Below are entries; output exactly the lines from the one with "Sprites should be consistent." to the one with "Disguised Mimikyu had", both included, and nothing else.
━━━━━━━━
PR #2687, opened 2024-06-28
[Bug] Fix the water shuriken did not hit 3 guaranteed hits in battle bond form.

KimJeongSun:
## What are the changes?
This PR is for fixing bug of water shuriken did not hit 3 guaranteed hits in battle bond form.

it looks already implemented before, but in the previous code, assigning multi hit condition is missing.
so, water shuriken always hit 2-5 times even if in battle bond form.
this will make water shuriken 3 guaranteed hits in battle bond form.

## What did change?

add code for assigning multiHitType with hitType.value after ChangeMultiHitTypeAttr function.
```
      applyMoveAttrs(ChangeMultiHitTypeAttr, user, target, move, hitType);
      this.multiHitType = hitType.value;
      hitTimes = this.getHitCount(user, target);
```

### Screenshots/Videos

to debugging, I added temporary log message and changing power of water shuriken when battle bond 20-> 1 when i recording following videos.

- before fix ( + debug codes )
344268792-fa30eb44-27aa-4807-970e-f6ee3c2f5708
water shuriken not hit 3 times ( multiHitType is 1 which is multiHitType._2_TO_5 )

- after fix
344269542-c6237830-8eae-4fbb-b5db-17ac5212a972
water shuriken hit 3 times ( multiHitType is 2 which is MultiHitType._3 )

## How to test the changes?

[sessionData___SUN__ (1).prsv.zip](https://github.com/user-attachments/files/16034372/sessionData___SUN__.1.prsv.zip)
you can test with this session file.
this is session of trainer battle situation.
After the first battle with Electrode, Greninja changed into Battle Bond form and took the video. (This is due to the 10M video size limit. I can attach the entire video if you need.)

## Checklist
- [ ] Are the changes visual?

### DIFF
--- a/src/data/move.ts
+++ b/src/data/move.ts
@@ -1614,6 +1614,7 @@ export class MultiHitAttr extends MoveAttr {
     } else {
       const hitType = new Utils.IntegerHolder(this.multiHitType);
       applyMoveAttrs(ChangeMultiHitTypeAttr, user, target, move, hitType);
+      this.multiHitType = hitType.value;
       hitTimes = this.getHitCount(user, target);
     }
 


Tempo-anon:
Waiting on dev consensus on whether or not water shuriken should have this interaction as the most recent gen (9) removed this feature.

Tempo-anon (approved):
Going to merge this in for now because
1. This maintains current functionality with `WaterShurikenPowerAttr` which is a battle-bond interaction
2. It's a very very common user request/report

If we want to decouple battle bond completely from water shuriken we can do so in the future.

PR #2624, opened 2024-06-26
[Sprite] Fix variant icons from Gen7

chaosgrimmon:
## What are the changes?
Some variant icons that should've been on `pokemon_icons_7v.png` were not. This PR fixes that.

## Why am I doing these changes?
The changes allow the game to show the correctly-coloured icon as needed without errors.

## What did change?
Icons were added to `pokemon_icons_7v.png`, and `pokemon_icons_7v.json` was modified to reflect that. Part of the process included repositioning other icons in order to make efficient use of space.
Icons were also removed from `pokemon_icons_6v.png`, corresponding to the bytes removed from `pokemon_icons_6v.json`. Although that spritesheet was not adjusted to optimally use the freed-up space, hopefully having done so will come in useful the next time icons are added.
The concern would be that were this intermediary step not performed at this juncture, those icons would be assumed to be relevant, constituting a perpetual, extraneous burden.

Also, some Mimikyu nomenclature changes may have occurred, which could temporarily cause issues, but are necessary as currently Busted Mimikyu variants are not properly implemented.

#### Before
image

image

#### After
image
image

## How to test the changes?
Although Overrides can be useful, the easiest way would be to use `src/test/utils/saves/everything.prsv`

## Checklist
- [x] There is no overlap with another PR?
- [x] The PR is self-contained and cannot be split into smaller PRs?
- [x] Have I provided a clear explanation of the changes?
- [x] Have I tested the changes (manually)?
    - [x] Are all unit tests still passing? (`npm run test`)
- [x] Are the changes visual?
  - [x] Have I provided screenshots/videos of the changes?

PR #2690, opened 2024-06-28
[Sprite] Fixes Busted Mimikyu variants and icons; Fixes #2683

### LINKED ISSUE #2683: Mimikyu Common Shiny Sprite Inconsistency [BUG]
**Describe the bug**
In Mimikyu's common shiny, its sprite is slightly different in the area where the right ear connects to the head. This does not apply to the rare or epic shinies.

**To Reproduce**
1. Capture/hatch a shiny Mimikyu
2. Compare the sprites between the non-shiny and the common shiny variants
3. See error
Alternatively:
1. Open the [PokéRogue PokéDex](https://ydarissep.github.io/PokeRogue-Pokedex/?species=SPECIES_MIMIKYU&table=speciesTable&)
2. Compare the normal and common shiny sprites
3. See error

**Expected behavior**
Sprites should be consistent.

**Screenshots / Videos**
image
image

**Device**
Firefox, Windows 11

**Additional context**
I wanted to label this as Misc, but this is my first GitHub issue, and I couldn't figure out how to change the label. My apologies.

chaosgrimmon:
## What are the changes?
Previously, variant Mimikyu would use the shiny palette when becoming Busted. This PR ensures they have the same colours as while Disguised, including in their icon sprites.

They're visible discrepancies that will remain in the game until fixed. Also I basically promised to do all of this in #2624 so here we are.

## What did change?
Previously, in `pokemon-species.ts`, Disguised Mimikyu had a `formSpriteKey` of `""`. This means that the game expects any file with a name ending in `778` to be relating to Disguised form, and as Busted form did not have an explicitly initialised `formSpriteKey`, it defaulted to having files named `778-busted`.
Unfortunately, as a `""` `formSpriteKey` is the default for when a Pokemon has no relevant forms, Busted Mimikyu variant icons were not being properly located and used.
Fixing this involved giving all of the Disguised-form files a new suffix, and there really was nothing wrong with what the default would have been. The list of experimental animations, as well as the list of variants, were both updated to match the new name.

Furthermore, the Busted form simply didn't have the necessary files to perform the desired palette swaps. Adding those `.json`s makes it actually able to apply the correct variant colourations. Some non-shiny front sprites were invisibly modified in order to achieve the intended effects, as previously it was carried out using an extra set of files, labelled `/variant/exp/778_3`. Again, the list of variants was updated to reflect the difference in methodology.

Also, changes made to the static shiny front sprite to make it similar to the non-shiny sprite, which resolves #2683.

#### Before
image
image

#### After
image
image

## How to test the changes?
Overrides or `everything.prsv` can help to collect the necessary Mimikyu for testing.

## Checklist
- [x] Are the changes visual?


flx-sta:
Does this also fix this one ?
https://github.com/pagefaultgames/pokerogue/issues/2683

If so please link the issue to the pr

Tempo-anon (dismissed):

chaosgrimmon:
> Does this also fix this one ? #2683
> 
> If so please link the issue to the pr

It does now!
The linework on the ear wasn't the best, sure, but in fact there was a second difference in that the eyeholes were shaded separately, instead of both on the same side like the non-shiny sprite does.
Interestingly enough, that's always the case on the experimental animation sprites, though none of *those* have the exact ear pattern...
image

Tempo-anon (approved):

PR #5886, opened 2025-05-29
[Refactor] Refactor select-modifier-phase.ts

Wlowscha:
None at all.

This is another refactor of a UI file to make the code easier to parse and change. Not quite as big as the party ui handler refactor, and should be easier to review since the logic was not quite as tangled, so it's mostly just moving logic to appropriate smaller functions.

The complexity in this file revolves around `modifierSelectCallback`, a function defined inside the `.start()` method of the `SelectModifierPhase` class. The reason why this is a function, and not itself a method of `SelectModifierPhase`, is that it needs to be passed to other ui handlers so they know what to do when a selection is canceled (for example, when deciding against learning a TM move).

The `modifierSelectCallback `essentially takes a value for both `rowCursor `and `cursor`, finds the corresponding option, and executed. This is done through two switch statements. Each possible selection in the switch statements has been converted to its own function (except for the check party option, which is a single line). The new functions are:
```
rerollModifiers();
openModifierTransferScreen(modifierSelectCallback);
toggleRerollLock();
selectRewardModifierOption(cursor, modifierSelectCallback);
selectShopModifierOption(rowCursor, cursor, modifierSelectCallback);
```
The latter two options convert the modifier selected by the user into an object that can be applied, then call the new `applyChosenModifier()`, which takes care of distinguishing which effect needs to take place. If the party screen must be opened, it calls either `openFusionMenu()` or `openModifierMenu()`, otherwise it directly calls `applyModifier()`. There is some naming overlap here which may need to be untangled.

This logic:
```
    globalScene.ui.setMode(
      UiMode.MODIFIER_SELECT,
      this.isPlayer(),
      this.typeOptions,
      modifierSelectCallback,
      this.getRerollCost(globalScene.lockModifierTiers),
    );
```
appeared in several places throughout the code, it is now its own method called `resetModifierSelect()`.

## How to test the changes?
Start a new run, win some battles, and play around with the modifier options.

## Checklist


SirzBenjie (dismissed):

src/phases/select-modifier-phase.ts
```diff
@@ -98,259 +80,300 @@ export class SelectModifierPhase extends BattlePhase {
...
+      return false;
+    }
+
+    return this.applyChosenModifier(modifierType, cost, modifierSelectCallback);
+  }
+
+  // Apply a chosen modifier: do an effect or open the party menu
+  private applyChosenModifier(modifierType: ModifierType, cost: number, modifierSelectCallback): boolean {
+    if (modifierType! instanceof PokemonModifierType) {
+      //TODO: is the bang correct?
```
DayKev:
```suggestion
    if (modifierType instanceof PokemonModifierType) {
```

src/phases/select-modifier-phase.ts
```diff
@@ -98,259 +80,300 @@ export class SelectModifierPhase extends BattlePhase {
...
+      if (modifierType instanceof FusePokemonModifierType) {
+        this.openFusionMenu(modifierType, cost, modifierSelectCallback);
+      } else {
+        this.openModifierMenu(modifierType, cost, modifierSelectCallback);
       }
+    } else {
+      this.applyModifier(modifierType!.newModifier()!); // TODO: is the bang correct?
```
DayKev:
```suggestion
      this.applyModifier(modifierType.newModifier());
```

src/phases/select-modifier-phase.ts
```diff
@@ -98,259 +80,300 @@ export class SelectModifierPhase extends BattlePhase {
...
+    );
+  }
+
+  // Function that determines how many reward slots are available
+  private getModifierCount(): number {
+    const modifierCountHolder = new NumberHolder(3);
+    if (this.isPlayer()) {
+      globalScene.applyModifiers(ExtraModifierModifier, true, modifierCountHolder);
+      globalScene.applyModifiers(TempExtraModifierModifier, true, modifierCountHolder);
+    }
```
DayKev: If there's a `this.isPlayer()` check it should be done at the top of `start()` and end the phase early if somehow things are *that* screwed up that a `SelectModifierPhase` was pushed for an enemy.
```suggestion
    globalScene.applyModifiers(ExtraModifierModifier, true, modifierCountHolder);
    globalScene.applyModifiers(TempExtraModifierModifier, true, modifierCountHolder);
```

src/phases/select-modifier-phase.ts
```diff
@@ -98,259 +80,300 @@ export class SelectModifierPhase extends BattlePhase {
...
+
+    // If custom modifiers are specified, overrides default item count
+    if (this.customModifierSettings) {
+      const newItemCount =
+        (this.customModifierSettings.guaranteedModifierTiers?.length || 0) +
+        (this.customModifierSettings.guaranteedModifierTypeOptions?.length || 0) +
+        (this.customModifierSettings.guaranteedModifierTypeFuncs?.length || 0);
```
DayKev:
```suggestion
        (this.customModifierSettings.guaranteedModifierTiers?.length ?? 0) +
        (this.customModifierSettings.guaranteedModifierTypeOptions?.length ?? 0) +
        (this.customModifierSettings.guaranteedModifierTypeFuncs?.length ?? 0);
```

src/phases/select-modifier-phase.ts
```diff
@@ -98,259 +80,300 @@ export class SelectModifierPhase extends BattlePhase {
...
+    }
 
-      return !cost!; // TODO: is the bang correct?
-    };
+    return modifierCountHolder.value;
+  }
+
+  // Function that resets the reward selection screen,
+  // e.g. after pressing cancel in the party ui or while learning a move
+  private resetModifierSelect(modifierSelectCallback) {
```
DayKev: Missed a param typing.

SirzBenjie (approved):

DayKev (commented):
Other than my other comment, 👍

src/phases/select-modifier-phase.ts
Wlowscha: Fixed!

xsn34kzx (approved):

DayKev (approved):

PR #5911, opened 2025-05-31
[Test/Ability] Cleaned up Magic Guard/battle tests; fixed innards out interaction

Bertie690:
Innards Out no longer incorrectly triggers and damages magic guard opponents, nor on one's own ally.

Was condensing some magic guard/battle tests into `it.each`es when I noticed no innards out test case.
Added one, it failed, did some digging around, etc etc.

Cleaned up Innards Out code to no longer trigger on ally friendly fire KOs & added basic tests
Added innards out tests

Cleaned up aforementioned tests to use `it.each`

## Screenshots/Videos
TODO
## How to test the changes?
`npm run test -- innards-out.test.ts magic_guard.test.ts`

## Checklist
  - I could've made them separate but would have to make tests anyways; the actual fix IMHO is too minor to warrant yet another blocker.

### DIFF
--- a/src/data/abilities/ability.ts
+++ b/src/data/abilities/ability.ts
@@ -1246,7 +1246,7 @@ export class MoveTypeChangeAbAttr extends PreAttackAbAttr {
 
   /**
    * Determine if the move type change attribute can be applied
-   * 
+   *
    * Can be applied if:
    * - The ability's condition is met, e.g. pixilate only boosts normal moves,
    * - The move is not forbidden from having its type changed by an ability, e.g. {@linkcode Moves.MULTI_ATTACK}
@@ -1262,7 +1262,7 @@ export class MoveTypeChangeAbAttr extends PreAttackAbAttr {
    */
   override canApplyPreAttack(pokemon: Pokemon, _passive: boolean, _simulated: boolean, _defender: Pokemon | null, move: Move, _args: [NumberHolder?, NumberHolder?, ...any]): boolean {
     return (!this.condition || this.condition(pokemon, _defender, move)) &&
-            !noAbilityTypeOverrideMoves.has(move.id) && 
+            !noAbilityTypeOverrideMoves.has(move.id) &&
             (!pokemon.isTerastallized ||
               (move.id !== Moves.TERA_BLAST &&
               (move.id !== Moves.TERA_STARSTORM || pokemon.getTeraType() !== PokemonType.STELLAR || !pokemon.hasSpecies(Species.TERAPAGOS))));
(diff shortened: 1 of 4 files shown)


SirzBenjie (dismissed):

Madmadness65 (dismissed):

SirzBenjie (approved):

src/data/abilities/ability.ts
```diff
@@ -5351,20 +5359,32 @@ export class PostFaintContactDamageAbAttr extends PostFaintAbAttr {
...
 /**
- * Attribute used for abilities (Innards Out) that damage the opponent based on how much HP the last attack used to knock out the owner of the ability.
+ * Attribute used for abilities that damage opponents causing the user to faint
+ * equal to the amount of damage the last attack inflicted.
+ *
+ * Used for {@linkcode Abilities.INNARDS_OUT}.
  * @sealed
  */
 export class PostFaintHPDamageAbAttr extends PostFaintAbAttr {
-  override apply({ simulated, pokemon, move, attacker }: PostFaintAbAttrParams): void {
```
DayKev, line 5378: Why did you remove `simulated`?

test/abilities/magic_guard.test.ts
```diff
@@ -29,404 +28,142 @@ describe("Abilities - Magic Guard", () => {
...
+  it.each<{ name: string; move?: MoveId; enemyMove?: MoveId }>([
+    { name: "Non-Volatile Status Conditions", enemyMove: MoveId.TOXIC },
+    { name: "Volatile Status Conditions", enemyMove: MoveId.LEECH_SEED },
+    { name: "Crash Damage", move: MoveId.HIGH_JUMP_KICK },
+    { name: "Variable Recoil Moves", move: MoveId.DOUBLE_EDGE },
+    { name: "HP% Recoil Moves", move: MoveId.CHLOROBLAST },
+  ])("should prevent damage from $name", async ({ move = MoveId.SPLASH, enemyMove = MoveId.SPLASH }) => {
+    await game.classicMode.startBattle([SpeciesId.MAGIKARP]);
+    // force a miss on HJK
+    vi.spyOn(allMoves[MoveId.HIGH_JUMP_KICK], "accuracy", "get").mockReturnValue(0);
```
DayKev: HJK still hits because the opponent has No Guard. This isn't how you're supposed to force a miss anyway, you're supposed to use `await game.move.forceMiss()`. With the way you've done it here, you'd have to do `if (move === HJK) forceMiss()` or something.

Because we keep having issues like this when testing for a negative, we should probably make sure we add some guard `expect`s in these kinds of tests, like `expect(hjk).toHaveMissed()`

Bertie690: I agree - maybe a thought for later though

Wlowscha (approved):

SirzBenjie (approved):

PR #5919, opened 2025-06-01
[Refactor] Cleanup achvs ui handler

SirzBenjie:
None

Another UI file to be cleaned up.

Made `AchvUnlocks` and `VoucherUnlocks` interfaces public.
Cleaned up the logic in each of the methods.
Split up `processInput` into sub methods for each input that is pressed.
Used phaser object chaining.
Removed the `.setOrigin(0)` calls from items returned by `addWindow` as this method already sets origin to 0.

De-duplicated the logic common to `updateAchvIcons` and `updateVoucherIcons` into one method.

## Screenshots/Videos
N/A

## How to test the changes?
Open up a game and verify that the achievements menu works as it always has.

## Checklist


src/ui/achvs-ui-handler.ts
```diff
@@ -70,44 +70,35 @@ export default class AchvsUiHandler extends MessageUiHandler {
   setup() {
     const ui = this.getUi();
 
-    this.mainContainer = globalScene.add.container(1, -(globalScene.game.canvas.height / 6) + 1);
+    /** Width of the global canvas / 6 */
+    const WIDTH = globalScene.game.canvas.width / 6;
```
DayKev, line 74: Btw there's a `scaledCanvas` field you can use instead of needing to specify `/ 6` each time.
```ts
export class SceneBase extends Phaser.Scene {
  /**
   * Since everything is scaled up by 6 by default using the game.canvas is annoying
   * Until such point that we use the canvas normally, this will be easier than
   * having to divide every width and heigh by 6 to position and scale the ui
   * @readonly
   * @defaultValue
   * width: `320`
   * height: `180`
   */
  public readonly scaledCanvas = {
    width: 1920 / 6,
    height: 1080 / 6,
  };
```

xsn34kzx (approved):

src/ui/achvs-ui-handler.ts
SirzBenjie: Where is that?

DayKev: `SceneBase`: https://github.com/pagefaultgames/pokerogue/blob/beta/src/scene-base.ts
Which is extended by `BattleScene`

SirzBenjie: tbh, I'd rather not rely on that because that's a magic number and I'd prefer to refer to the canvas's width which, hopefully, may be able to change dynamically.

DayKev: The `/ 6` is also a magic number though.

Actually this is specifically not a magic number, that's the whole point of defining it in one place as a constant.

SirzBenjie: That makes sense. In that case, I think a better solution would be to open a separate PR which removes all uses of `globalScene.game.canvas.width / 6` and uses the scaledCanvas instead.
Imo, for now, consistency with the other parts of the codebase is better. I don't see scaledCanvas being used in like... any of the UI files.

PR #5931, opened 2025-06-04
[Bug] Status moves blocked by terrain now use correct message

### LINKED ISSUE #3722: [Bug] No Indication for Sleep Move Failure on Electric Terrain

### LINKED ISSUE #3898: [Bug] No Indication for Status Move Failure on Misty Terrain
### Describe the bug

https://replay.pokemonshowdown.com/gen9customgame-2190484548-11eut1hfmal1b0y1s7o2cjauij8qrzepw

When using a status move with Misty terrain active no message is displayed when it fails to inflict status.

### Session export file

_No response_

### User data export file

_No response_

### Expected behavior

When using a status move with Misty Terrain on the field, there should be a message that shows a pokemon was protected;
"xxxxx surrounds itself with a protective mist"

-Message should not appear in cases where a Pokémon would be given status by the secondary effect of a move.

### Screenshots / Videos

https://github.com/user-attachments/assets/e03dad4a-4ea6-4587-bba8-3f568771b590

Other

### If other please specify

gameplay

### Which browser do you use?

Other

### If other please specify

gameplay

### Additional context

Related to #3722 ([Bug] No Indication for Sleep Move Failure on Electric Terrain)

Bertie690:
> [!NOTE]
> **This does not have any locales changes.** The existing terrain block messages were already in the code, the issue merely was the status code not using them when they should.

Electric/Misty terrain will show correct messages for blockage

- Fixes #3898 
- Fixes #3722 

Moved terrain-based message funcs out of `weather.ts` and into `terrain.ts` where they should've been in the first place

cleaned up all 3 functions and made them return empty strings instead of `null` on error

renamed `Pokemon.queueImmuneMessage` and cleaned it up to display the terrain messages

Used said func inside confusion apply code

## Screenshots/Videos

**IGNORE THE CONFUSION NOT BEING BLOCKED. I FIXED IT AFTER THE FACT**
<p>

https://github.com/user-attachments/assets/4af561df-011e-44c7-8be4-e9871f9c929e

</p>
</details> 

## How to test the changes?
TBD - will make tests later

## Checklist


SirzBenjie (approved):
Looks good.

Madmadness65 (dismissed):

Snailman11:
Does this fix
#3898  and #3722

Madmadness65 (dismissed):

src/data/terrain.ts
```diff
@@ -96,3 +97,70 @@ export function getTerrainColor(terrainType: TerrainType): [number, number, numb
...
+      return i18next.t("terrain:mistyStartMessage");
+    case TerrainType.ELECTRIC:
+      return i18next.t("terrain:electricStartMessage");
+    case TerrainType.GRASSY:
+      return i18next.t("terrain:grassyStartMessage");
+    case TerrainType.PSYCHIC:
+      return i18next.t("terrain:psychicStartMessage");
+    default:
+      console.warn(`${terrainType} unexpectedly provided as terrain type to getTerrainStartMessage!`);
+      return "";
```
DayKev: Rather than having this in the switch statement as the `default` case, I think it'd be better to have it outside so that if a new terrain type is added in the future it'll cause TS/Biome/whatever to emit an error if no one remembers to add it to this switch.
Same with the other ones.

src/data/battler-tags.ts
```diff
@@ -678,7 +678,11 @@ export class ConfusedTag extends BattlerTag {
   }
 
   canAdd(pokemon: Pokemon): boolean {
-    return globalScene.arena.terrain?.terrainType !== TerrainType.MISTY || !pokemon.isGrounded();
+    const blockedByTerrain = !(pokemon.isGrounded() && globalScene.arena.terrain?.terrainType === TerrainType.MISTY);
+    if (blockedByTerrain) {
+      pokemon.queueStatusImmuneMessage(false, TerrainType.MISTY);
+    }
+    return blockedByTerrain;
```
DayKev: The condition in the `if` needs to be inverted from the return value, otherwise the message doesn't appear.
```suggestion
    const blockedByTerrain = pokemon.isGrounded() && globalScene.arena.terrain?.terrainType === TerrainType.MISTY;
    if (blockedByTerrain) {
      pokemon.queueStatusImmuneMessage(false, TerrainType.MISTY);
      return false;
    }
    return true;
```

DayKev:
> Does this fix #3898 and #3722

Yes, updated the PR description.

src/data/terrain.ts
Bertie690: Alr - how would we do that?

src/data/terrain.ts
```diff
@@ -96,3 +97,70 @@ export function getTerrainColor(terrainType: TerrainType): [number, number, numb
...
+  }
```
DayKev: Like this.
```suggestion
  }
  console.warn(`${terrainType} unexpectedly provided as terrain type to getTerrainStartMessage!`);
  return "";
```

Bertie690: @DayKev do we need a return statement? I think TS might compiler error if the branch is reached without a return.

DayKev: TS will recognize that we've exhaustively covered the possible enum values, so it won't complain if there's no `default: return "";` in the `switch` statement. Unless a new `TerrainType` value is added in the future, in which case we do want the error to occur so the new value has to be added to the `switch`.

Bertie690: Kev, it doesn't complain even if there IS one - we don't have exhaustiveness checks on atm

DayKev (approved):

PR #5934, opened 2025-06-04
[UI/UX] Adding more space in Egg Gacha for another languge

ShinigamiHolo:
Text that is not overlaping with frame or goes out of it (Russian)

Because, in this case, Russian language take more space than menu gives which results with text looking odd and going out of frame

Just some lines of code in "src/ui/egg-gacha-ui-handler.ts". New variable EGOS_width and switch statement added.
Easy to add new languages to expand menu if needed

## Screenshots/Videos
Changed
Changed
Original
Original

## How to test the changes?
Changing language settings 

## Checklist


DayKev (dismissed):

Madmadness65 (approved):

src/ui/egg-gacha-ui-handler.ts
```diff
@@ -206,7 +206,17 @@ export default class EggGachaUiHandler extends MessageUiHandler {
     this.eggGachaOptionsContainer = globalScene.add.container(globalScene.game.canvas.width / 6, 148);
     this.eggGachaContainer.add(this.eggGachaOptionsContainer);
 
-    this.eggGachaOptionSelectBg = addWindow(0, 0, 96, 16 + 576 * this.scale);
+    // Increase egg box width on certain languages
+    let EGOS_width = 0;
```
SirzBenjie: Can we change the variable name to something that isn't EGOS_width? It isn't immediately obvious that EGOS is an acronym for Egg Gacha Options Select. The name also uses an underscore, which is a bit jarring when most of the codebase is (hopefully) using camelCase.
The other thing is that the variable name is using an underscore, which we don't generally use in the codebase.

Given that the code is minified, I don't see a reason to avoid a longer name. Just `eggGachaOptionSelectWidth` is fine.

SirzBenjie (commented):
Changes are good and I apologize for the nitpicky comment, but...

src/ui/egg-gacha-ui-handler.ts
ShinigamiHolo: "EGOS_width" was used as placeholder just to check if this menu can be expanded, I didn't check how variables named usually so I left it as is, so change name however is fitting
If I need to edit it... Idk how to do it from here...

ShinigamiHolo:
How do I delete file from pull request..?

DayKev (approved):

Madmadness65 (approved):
━━━━━━━━
▸ Completed exercise
Sprites should be consistent.

**Screenshots / Videos**
image
image

**Device**
Firefox, Windows 11

**Additional context**
I wanted to label this as Misc, but this is my first GitHub issue, and I couldn't figure out how to change the label. My apologies.

chaosgrimmon:
## What are the changes?
Previously, variant Mimikyu would use the shiny palette when becoming Busted. This PR ensures they have the same colours as while Disguised, including in their icon sprites.

They're visible discrepancies that will remain in the game until fixed. Also I basically promised to do all of this in #2624 so here we are.

## What did change?
Previously, in `pokemon-species.ts`, Disguised Mimikyu had a `formSpriteKey` of `""`. This means that the game expects any file with a name ending in `778` to be relating to Disguised form, and as Busted form did not have an explicitly initialised `formSpriteKey`, it defaulted to having files named `778-busted`.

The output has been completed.